Each line that has the string "opening" must be copied from the records below.

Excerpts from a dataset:

┌──

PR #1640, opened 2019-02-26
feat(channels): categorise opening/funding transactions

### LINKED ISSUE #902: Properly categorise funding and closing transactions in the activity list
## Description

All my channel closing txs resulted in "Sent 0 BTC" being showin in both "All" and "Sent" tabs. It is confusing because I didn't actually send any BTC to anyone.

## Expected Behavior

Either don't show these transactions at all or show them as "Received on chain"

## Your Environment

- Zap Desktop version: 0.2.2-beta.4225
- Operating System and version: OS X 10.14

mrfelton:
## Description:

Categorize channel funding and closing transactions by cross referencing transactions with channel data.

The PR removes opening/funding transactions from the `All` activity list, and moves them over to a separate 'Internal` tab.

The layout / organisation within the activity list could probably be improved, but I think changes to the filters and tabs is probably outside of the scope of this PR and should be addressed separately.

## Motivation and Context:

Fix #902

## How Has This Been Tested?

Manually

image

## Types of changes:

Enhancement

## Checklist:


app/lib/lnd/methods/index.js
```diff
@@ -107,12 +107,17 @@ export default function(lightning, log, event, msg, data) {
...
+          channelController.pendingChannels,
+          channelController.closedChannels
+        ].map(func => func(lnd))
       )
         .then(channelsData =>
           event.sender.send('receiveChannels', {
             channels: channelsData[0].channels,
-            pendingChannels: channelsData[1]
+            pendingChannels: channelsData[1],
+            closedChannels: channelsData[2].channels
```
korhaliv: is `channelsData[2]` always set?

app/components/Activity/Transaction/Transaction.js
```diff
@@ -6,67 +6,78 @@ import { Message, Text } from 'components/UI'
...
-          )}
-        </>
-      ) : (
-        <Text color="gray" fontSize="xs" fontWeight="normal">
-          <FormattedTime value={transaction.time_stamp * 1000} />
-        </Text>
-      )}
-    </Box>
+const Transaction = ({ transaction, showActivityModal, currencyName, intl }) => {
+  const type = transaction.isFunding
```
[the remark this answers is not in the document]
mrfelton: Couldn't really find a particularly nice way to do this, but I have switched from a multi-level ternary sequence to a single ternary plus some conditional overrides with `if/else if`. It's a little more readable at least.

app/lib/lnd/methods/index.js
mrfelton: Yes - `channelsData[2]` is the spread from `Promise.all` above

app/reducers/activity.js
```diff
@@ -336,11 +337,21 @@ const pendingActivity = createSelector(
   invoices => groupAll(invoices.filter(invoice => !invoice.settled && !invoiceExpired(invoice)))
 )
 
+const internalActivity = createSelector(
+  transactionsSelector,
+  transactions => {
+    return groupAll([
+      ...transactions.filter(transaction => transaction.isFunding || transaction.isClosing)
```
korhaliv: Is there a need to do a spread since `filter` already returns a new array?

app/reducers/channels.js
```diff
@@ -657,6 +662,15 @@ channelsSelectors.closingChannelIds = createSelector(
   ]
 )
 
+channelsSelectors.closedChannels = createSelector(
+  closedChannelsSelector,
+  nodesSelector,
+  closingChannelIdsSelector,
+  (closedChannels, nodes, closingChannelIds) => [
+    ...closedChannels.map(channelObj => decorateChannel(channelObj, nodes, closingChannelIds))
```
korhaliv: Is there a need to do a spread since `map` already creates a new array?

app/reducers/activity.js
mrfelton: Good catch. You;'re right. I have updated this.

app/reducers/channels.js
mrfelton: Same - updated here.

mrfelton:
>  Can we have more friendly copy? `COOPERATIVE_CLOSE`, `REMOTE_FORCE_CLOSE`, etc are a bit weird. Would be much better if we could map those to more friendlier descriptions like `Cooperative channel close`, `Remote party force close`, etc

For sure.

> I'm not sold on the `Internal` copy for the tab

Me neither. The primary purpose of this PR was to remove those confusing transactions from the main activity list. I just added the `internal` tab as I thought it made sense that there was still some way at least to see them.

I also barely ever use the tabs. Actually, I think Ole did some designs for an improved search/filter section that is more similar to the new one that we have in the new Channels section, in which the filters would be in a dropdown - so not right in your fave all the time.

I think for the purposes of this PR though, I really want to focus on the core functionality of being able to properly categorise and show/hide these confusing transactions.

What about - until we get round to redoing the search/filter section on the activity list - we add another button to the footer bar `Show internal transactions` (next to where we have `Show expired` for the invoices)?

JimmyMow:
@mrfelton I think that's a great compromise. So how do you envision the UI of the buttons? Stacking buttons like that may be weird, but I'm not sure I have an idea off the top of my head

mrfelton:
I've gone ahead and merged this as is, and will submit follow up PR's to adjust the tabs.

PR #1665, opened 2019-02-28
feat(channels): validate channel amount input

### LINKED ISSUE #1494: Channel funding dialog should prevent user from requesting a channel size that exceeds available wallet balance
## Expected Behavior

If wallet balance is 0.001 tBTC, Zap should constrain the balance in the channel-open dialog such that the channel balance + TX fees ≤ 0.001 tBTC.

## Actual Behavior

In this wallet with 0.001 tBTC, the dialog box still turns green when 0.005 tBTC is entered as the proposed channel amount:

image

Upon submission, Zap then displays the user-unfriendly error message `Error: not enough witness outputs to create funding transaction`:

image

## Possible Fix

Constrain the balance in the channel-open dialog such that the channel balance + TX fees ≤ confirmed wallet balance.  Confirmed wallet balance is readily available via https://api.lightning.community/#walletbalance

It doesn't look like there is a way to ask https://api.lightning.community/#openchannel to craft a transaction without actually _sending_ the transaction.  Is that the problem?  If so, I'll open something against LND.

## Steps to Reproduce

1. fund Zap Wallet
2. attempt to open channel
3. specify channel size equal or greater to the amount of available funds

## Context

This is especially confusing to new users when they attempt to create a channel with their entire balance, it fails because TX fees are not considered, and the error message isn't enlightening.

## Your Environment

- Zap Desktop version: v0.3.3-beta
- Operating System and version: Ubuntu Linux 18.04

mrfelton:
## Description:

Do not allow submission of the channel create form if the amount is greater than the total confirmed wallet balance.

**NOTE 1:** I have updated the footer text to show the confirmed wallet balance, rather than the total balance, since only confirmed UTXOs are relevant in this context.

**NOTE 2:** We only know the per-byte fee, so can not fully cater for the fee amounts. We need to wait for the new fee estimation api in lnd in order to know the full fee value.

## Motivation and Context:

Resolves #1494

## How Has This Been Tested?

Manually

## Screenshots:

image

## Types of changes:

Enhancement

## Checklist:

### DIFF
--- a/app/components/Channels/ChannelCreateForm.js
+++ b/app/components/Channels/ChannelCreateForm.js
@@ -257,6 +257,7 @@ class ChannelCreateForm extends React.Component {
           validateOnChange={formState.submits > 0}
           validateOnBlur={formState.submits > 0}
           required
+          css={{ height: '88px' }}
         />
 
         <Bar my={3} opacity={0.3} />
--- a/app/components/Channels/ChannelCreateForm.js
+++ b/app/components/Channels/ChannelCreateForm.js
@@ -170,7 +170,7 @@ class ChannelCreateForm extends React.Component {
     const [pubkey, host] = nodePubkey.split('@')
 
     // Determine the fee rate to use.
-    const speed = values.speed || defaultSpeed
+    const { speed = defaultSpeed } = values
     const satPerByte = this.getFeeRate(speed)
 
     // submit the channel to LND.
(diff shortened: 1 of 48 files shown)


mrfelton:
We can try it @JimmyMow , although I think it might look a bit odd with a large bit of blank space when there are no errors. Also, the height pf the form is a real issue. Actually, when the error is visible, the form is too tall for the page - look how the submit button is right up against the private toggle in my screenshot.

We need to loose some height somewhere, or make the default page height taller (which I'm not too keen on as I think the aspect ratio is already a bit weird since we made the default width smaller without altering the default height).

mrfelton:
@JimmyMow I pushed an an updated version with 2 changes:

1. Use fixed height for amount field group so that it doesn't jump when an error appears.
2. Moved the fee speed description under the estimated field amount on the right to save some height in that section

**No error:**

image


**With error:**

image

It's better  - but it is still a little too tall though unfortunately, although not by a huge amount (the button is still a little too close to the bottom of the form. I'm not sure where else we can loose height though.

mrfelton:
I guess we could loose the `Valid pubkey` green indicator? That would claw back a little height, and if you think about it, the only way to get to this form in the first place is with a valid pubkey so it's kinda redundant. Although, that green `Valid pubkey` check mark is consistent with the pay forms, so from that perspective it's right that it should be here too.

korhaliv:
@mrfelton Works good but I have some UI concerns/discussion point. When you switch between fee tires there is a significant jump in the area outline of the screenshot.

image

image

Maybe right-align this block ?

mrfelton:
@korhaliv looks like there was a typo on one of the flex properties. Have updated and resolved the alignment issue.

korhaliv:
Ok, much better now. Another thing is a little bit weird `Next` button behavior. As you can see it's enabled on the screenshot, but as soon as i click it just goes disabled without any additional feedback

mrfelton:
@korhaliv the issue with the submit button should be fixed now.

└──

#### EXERCISE SOLUTION:
feat(channels): categorise opening/funding transactions
The PR removes opening/funding transactions from the `All` activity list, and moves them over to a separate 'Internal` tab.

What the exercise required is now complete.